● **Task instructions**: The full set of entries below should be transcribed exactly.

● **Exercise input**:

PR #287, opened 2026-05-29
Convert osx paths to vast path

yrkim98:
### Overview
For this ticket https://github.com/aics-int/aics-file-upload-app/issues/284

We traditionally converted osx mount paths in FSS, this causes issues since this conversion needs to happen for MXS as well.

Instead of having this in multiple places on the backend, we decided to move osx mount conversion to the clients- so that paths are normalized to a vast path before entering the backend.

### Changes

src/renderer/util/index.ts: converts paths to vast paths. bit differently than in [fss here](https://github.com/aics-int/file-storage-service/pull/560). Should work even if user mounts VAST not in the standard location in our confluence docs.

src/renderer/state/selection/logics.ts: uses conversion method to convert paths after file selection

src/renderer/util/test/index.test.ts: some tests

### DIFF
--- a/src/renderer/state/selection/test/logics.test.ts
+++ b/src/renderer/state/selection/test/logics.test.ts
@@ -19,6 +19,7 @@ import {
   mockState,
   nonEmptyStateForInitiatingUpload,
 } from "../../test/mocks";
+import { AlertType } from "../../types";
 import { Page } from "../../types";
 import { updateUploadRows } from "../../upload/actions";
 import { UPDATE_UPLOAD_ROWS } from "../../upload/constants";
@@ -126,6 +127,24 @@ describe("Selection logics", () => {
       // after
       await logicMiddleware.whenComplete();
       expect(feedback.selectors.getIsLoading(store.getState())).to.equal(false);
+    });
+
+    it("sets an error alert when a non-VAST path is selected", async () => {
+      const { logicMiddleware, store } = createMockReduxStore(mockState);
+
+      store.dispatch(selections.actions.selectUploadType(UploadType.File));
+      store.dispatch(
+        selections.actions.loadFiles(["/Users/brian/Desktop/not_vast.czi"])
+      );
+
+      await logicMiddleware.whenComplete();
+      const alert = feedback.selectors.getAlert(store.getState());
+      expect(alert).to.not.be.undefined;
+      expect(alert?.type).to.equal(AlertType.ERROR);
+      expect(alert?.message).to.include(
+        "You must select files that are on VAST"
+      );
+      expect(getUpload(store.getState())).to.be.empty;
     });
 
     it("should stop loading on error", async () => {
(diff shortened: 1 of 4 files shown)


BrianWhitneyAI (approved):

src/renderer/util/index.ts
```diff
@@ -35,6 +35,22 @@ const canUserRead = async (filePath: string): Promise<boolean> => {
...
 
+/**
+ * Converts an osx mount path to a VAST path starting with /allen.
+ * removes any prefix before /allen (ex: /Volumes/allen/... -> /allen/...).
+ * Throws an error if /allen is not found in the path.
+ */
+export function convertToVastPath(filePath: string): string {
+  const VAST_PREFIX = "/allen";
+  const allenIndex = filePath.toLowerCase().indexOf(VAST_PREFIX);
+
```
rugeli, line 46: i think this lets paths like `/allen_xyz` slip through, maybe safer to search for `/allen/`? This case came to my mind from personal experience, i name my vast mount `allen_remote` to distinguish it from my local /allen. (But if we don't need to support customized mount names and want users to use the fixed `/allen` mount name, then your approach totally makes sense to me)

yrkim98: youre right! fixed here https://github.com/aics-int/aics-file-upload-app/pull/287/changes/8bad1562a9d52a7a1c2637c792931c66fc40f994

src/renderer/util/index.ts
```diff
@@ -35,6 +35,22 @@ const canUserRead = async (filePath: string): Promise<boolean> => {
   }
 };
 
+/**
+ * Converts an osx mount path to a VAST path starting with /allen.
+ * removes any prefix before /allen (ex: /Volumes/allen/... -> /allen/...).
+ * Throws an error if /allen is not found in the path.
+ */
+export function convertToVastPath(filePath: string): string {
```
hughes036, line 43: What do Windows vast paths look like?  Do they need to be converted?

src/renderer/state/selection/test/logics.test.ts
```diff
@@ -109,7 +110,7 @@ describe("Selection logics", () => {
 
       expect(Object.keys(upload)).to.be.lengthOf(1);
       const file = upload[Object.keys(upload)[0]];
-      expect(file.file).to.equal(FILE_FULL_PATH);
```
hughes036, line 112: What about including a non-happy path test, which exercises your code change?

hughes036 (approved):
Looks ok but

- No handling is needed for Windows paths?  Does node fs just convert them automatically to posix?
- Are there any cases known that should be treated as invalid input (rather than converted)
- See comment about only happy path testing

src/renderer/util/index.ts
yrkim98: windows vast paths do not need to be converted, as they'd start with `/allen`!

src/renderer/state/selection/test/logics.test.ts
yrkim98: added this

● **Answer box**:
PR #287, opened 2026-05-29
Convert osx paths to vast path

yrkim98:
### Overview
For this ticket https://github.com/aics-int/aics-file-upload-app/issues/284

We traditionally converted osx mount paths in FSS, this causes issues since this conversion needs to happen for MXS as well.

Instead of having this in multiple places on the backend, we decided to move osx mount conversion to the clients- so that paths are normalized to a vast path before entering the backend.

### Changes

src/renderer/util/index.ts: converts paths to vast paths. bit differently than in [fss here](https://github.com/aics-int/file-storage-service/pull/560). Should work even if user mounts VAST not in the standard location in our confluence docs.

src/renderer/state/selection/logics.ts: uses conversion method to convert paths after file selection

src/renderer/util/test/index.test.ts: some tests

### DIFF
--- a/src/renderer/state/selection/test/logics.test.ts
+++ b/src/renderer/state/selection/test/logics.test.ts
@@ -19,6 +19,7 @@ import {
   mockState,
   nonEmptyStateForInitiatingUpload,
 } from "../../test/mocks";
+import { AlertType } from "../../types";
 import { Page } from "../../types";
 import { updateUploadRows } from "../../upload/actions";
 import { UPDATE_UPLOAD_ROWS } from "../../upload/constants";
@@ -126,6 +127,24 @@ describe("Selection logics", () => {
       // after
       await logicMiddleware.whenComplete();
       expect(feedback.selectors.getIsLoading(store.getState())).to.equal(false);
+    });
+
+    it("sets an error alert when a non-VAST path is selected", async () => {
+      const { logicMiddleware, store } = createMockReduxStore(mockState);
+
+      store.dispatch(selections.actions.selectUploadType(UploadType.File));
+      store.dispatch(
+        selections.actions.loadFiles(["/Users/brian/Desktop/not_vast.czi"])
+      );
+
+      await logicMiddleware.whenComplete();
+      const alert = feedback.selectors.getAlert(store.getState());
+      expect(alert).to.not.be.undefined;
+      expect(alert?.type).to.equal(AlertType.ERROR);
+      expect(alert?.message).to.include(
+        "You must select files that are on VAST"
+      );
+      expect(getUpload(store.getState())).to.be.empty;
     });
 
     it("should stop loading on error", async () => {
(diff shortened: 1 of 4 files shown)


BrianWhitneyAI (approved):

src/renderer/util/index.ts
```diff
@@ -35,6 +35,22 @@ const canUserRead = async (filePath: string): Promise<boolean> => {
...
 
+/**
+ * Converts an osx mount path to a VAST path starting with /allen.
+ * removes any prefix before /allen (ex: /Volumes/allen/... -> /allen/...).
+ * Throws an error if /allen is not found in the path.
+ */
+export function convertToVastPath(filePath: string): string {
+  const VAST_PREFIX = "/allen";
+  const allenIndex = filePath.toLowerCase().indexOf(VAST_PREFIX);
+
```
rugeli, line 46: i think this lets paths like `/allen_xyz` slip through, maybe safer to search for `/allen/`? This case came to my mind from personal experience, i name my vast mount `allen_remote` to distinguish it from my local /allen. (But if we don't need to support customized mount names and want users to use the fixed `/allen` mount name, then your approach totally makes sense to me)

yrkim98: youre right! fixed here https://github.com/aics-int/aics-file-upload-app/pull/287/changes/8bad1562a9d52a7a1c2637c792931c66fc40f994

src/renderer/util/index.ts
```diff
@@ -35,6 +35,22 @@ const canUserRead = async (filePath: string): Promise<boolean> => {
   }
 };
 
+/**
+ * Converts an osx mount path to a VAST path starting with /allen.
+ * removes any prefix before /allen (ex: /Volumes/allen/... -> /allen/...).
+ * Throws an error if /allen is not found in the path.
+ */
+export function convertToVastPath(filePath: string): string {
```
hughes036, line 43: What do Windows vast paths look like?  Do they need to be converted?

src/renderer/state/selection/test/logics.test.ts
```diff
@@ -109,7 +110,7 @@ describe("Selection logics", () => {
 
       expect(Object.keys(upload)).to.be.lengthOf(1);
       const file = upload[Object.keys(upload)[0]];
-      expect(file.file).to.equal(FILE_FULL_PATH);
```
hughes036, line 112: What about including a non-happy path test, which exercises your code change?

hughes036 (approved):
Looks ok but

- No handling is needed for Windows paths?  Does node fs just convert them automatically to posix?
- Are there any cases known that should be treated as invalid input (rather than converted)
- See comment about only happy path testing

src/renderer/util/index.ts
yrkim98: windows vast paths do not need to be converted, as they'd start with `/allen`!

src/renderer/state/selection/test/logics.test.ts
yrkim98: added this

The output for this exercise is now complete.